ACTIVITY: From the entries below, pull out each line where "files" appears.

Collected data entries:
_ _ _ _ _

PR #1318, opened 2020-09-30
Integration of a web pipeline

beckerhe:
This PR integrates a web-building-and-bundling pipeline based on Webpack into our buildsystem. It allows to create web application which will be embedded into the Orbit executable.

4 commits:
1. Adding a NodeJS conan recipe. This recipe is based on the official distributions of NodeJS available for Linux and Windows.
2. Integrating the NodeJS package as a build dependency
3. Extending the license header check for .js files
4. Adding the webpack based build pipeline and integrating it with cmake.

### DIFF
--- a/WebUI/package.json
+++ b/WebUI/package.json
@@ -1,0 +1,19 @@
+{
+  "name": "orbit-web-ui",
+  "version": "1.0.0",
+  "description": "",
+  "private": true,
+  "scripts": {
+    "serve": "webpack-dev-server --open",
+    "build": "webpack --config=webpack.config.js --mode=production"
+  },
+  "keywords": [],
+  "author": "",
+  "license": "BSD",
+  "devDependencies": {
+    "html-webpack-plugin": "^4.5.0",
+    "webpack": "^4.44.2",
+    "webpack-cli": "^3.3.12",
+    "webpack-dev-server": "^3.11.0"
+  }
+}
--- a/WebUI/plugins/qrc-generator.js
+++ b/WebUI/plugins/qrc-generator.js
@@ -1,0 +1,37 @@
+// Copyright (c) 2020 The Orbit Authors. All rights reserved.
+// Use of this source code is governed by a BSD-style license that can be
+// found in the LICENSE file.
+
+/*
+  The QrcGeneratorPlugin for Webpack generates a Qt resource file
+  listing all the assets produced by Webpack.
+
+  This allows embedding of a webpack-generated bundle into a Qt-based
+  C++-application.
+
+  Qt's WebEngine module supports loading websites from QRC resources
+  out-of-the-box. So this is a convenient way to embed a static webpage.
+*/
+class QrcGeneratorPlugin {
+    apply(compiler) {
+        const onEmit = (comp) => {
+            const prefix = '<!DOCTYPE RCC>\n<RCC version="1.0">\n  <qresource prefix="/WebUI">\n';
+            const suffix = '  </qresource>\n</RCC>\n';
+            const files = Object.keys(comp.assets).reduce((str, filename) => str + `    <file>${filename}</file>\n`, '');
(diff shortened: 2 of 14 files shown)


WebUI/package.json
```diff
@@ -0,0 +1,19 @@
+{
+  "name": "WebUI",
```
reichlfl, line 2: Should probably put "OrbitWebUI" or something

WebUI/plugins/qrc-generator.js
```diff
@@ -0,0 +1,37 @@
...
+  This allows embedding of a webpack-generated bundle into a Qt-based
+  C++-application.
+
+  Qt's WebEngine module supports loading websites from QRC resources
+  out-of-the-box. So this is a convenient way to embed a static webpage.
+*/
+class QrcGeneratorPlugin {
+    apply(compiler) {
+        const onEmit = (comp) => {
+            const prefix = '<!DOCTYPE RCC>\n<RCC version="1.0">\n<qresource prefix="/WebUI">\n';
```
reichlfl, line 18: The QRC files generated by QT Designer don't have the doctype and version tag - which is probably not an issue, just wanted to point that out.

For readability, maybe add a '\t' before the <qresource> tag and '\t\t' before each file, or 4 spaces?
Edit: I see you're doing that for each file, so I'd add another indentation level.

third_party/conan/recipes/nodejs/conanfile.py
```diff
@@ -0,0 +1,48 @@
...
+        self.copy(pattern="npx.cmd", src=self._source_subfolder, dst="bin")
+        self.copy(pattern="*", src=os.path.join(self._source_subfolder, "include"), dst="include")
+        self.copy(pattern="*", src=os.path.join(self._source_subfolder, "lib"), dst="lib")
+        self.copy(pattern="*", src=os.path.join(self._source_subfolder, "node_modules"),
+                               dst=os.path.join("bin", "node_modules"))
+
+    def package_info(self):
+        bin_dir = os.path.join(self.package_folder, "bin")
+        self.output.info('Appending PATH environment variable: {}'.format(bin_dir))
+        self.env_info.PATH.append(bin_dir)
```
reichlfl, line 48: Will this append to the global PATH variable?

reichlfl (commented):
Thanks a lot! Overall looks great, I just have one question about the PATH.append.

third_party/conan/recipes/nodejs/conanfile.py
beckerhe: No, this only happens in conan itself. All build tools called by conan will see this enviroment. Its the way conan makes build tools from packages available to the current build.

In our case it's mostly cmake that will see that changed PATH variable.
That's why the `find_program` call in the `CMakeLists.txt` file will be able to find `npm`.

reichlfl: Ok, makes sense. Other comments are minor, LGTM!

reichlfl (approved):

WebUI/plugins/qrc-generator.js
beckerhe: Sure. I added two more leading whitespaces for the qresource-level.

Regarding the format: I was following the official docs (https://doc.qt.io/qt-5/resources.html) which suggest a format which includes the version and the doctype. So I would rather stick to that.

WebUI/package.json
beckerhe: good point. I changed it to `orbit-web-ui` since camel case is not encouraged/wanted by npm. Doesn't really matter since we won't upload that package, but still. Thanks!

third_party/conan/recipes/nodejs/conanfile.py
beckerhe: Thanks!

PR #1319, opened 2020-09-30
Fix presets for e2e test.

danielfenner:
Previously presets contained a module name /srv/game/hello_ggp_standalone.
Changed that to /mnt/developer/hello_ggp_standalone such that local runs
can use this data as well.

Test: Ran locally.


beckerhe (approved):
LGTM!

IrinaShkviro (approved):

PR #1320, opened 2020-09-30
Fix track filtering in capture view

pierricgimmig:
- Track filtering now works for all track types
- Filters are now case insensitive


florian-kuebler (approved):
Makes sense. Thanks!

_ _ _ _ _

RESPONSE TO THIS EXERCISE:
3. Extending the license header check for .js files
+            const files = Object.keys(comp.assets).reduce((str, filename) => str + `    <file>${filename}</file>\n`, '');
(diff shortened: 2 of 14 files shown)
reichlfl, line 18: The QRC files generated by QT Designer don't have the doctype and version tag - which is probably not an issue, just wanted to point that out.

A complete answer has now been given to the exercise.